-- PROVIDED INFORMATION --
PR #323, opened 2022-04-07
feat: add drop down between apps in header

### LINKED ISSUE #176: Add Navigation Button for different apps
Add a button in the nav bar next to the logo. This button opens a dropdown that contains the different graasp apps (compose, perform, explore) to which the user can navigate. We must also navigate to the app deployed within the same environment (production, staging, ...)

pyphilia:
Screenshot 2022-04-07 at 11 10 09

This PR changes the logo and adds the navigation drop down. It can clearly be better, but that's a first version.

close #176


spaenleh (approved):
🔥

PR #326, opened 2022-04-10
318/item publish tab

### LINKED ISSUE #318: New Tab for item publish

louisewang1:
close #318 

Seperate the publish item from sharing tab. Created a new tab for item publishing.


src/components/item/header/ItemHeaderActions.js
```diff
@@ -87,6 +88,7 @@ const ItemHeaderActions = ({ onClickMetadata, onClickChatbox, item }) => {
             </Tooltip>
           )}
           <ShareButton itemId={id} />
+          <PublishButton itemId={id} />
```
pyphilia, line 91: Most probably we want to display this button only when the item is public and the user is an admin.

src/components/item/publish/ItemPublishConfiguration.js
```diff
@@ -128,10 +164,12 @@ const ItemPublishConfiguration = ({
   };
 
   const handleRefresh = () => {
-    queryClient.invalidateQueries(buildItemValidationAndReviewsKey(itemId));
+    queryClient.invalidateQueries(buildItemValidationAndReviewKey(itemId));
   };
 
   const publishItem = () => {
+    const publishedTag = getTagByName(tags, SETTINGS.ITEM_PUBLISHED.name);
+    const publicTag = getTagByName(tags, SETTINGS.ITEM_PUBLIC.name);
```
pyphilia, line 172: So if we handle public in the other dropdown, no need to set the public tag again.

src/components/item/sharing/VisibilitySelect.js
```diff
@@ -254,7 +245,7 @@ const VisibilitySelect = ({ item, edit }) => {
             {t('Pseudonymized')}
           </MenuItem>
           <MenuItem value={SETTINGS.ITEM_PUBLIC.name}>{t('Public')}</MenuItem>
-          <MenuItem value={SETTINGS.ITEM_PUBLISHED.name}>
+          <MenuItem value={SETTINGS.ITEM_PUBLISHED.name} disabled>
```
pyphilia, line 248: Remove.

src/components/item/publish/ItemPublishConfiguration.js
```diff
@@ -250,6 +288,10 @@ const ItemPublishConfiguration = ({
         )}
       </Typography>
       <Button
+        disabled={
+          isDisabled ||
+          itemValidationStatus !== ITEM_VALIDATION_STATUSES.SUCCESS
+        }
         variant="outlined"
         onClick={publishItem}
         color="primary"
```
pyphilia, line 297: If you factor out this button in a new component, you will be able to split the logic of tags / validation.

src/components/item/publish/ItemPublishConfiguration.js
```diff
@@ -87,37 +101,59 @@ const ItemPublishConfiguration = ({
...
-  const validItemValidation = itemValidationData?.filter(
-    (entry) =>
-      new Date(entry.validationUpdatedAt) >= new Date(item?.get('updatedAt')),
-  );
+    useItemValidationAndReview(itemId);
+  // check if validation is still valid
+  const iVId =
+    new Date(itemValidationData?.createdAt) >= new Date(item?.get('updatedAt'))
+      ? itemValidationData?.itemValidationId
+      : undefined;
```
pyphilia, line 109: It's better to set to null or false.

pyphilia (changes requested):
Looking forward this new tab! I've suggested some improvements, let me know if you need more details.

src/components/item/sharing/VisibilitySelect.js
louisewang1: This can cause a problem that when item is published, the selec dropdown menu will be empty

PR #335, opened 2022-04-26
Fix item name Field and App name Field

### LINKED ISSUE #330: Cannot edit app name once you choose an app in the menu

### LINKED ISSUE #332: Can not completely clear an item name (textfield)
When editing an item name, and removing the full string of the name, the old name is re-added to the field.

Expected behaviour:
- ability to completely clear the nam field to change the item's name

Current behaviour:
- once the name field is clear, the old name appears again in the field.
- It is not possible to have an empty field field when submitting but this should be handled on the buttons

Possible fix:
- use `??` instead of `||` to allow for an empty string
- should check that the name is not `''` when wanting to submit and save button should be disabled when name is empty

@pyphilia happy to discuss this issue

spaenleh:
This PR fixes:
- Editing name of item field
- Editing App name field after selecting app in dropdown
- Publish icon size
- Missing span for Tooltip on hidden IconButton for HideButton

Tests now do a `{selectall}{backspace}some text` in the type instead of `{selectall}some text` so that the empty field can be tested too.

closes #332 
closes #330

### DIFF
--- a/cypress/integration/item/edit/editFolder.spec.js
+++ b/cypress/integration/item/edit/editFolder.spec.js
@@ -2,8 +2,9 @@ import { DEFAULT_ITEM_LAYOUT_MODE } from '../../../../src/config/constants';
 import { ITEM_LAYOUT_MODES } from '../../../../src/enums';
 import { buildItemPath, HOME_PATH } from '../../../../src/config/paths';
 import { EDITED_FIELDS, SAMPLE_ITEMS } from '../../../fixtures/items';
-import { EDIT_ITEM_PAUSE } from '../../../support/constants';
+import { EDIT_ITEM_PAUSE, TABLE_ITEM_RENDER_TIME } from '../../../support/constants';
 import { editItem, editCaptionFromViewPage } from './utils';
+import { buildEditButtonId, ITEM_FORM_CONFIRM_BUTTON_ID } from "../../../../src/config/selectors";
 
 describe('Edit Folder', () => {
   describe('List', () => {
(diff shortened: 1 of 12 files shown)


cypress/integration/item/edit/editFolder.spec.js
```diff
@@ -28,6 +29,30 @@ describe('Edit Folder', () => {
       });
     });
 
+    describe('Dumb user', () => {
```
pyphilia, line 32: aha I think you don't need to wrap with the describe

-- WHAT IS NEEDED --
Reproduce the listing above exactly, in its entirety.

-- ANSWER BOX --
PR #323, opened 2022-04-07
feat: add drop down between apps in header

### LINKED ISSUE #176: Add Navigation Button for different apps
Add a button in the nav bar next to the logo. This button opens a dropdown that contains the different graasp apps (compose, perform, explore) to which the user can navigate. We must also navigate to the app deployed within the same environment (production, staging, ...)

pyphilia:
Screenshot 2022-04-07 at 11 10 09

This PR changes the logo and adds the navigation drop down. It can clearly be better, but that's a first version.

close #176


spaenleh (approved):
🔥

PR #326, opened 2022-04-10
318/item publish tab

### LINKED ISSUE #318: New Tab for item publish

louisewang1:
close #318 

Seperate the publish item from sharing tab. Created a new tab for item publishing.


src/components/item/header/ItemHeaderActions.js
```diff
@@ -87,6 +88,7 @@ const ItemHeaderActions = ({ onClickMetadata, onClickChatbox, item }) => {
             </Tooltip>
           )}
           <ShareButton itemId={id} />
+          <PublishButton itemId={id} />
```
pyphilia, line 91: Most probably we want to display this button only when the item is public and the user is an admin.

src/components/item/publish/ItemPublishConfiguration.js
```diff
@@ -128,10 +164,12 @@ const ItemPublishConfiguration = ({
   };
 
   const handleRefresh = () => {
-    queryClient.invalidateQueries(buildItemValidationAndReviewsKey(itemId));
+    queryClient.invalidateQueries(buildItemValidationAndReviewKey(itemId));
   };
 
   const publishItem = () => {
+    const publishedTag = getTagByName(tags, SETTINGS.ITEM_PUBLISHED.name);
+    const publicTag = getTagByName(tags, SETTINGS.ITEM_PUBLIC.name);
```
pyphilia, line 172: So if we handle public in the other dropdown, no need to set the public tag again.

src/components/item/sharing/VisibilitySelect.js
```diff
@@ -254,7 +245,7 @@ const VisibilitySelect = ({ item, edit }) => {
             {t('Pseudonymized')}
           </MenuItem>
           <MenuItem value={SETTINGS.ITEM_PUBLIC.name}>{t('Public')}</MenuItem>
-          <MenuItem value={SETTINGS.ITEM_PUBLISHED.name}>
+          <MenuItem value={SETTINGS.ITEM_PUBLISHED.name} disabled>
```
pyphilia, line 248: Remove.

src/components/item/publish/ItemPublishConfiguration.js
```diff
@@ -250,6 +288,10 @@ const ItemPublishConfiguration = ({
         )}
       </Typography>
       <Button
+        disabled={
+          isDisabled ||
+          itemValidationStatus !== ITEM_VALIDATION_STATUSES.SUCCESS
+        }
         variant="outlined"
         onClick={publishItem}
         color="primary"
```
pyphilia, line 297: If you factor out this button in a new component, you will be able to split the logic of tags / validation.

src/components/item/publish/ItemPublishConfiguration.js
```diff
@@ -87,37 +101,59 @@ const ItemPublishConfiguration = ({
...
-  const validItemValidation = itemValidationData?.filter(
-    (entry) =>
-      new Date(entry.validationUpdatedAt) >= new Date(item?.get('updatedAt')),
-  );
+    useItemValidationAndReview(itemId);
+  // check if validation is still valid
+  const iVId =
+    new Date(itemValidationData?.createdAt) >= new Date(item?.get('updatedAt'))
+      ? itemValidationData?.itemValidationId
+      : undefined;
```
pyphilia, line 109: It's better to set to null or false.

pyphilia (changes requested):
Looking forward this new tab! I've suggested some improvements, let me know if you need more details.

src/components/item/sharing/VisibilitySelect.js
louisewang1: This can cause a problem that when item is published, the selec dropdown menu will be empty

PR #335, opened 2022-04-26
Fix item name Field and App name Field

### LINKED ISSUE #330: Cannot edit app name once you choose an app in the menu

### LINKED ISSUE #332: Can not completely clear an item name (textfield)
When editing an item name, and removing the full string of the name, the old name is re-added to the field.

Expected behaviour:
- ability to completely clear the nam field to change the item's name

Current behaviour:
- once the name field is clear, the old name appears again in the field.
- It is not possible to have an empty field field when submitting but this should be handled on the buttons

Possible fix:
- use `??` instead of `||` to allow for an empty string
- should check that the name is not `''` when wanting to submit and save button should be disabled when name is empty

@pyphilia happy to discuss this issue

spaenleh:
This PR fixes:
- Editing name of item field
- Editing App name field after selecting app in dropdown
- Publish icon size
- Missing span for Tooltip on hidden IconButton for HideButton

Tests now do a `{selectall}{backspace}some text` in the type instead of `{selectall}some text` so that the empty field can be tested too.

closes #332 
closes #330

### DIFF
--- a/cypress/integration/item/edit/editFolder.spec.js
+++ b/cypress/integration/item/edit/editFolder.spec.js
@@ -2,8 +2,9 @@ import { DEFAULT_ITEM_LAYOUT_MODE } from '../../../../src/config/constants';
 import { ITEM_LAYOUT_MODES } from '../../../../src/enums';
 import { buildItemPath, HOME_PATH } from '../../../../src/config/paths';
 import { EDITED_FIELDS, SAMPLE_ITEMS } from '../../../fixtures/items';
-import { EDIT_ITEM_PAUSE } from '../../../support/constants';
+import { EDIT_ITEM_PAUSE, TABLE_ITEM_RENDER_TIME } from '../../../support/constants';
 import { editItem, editCaptionFromViewPage } from './utils';
+import { buildEditButtonId, ITEM_FORM_CONFIRM_BUTTON_ID } from "../../../../src/config/selectors";
 
 describe('Edit Folder', () => {
   describe('List', () => {
(diff shortened: 1 of 12 files shown)


cypress/integration/item/edit/editFolder.spec.js
```diff
@@ -28,6 +29,30 @@ describe('Edit Folder', () => {
       });
     });
 
+    describe('Dumb user', () => {
```
pyphilia, line 32: aha I think you don't need to wrap with the describe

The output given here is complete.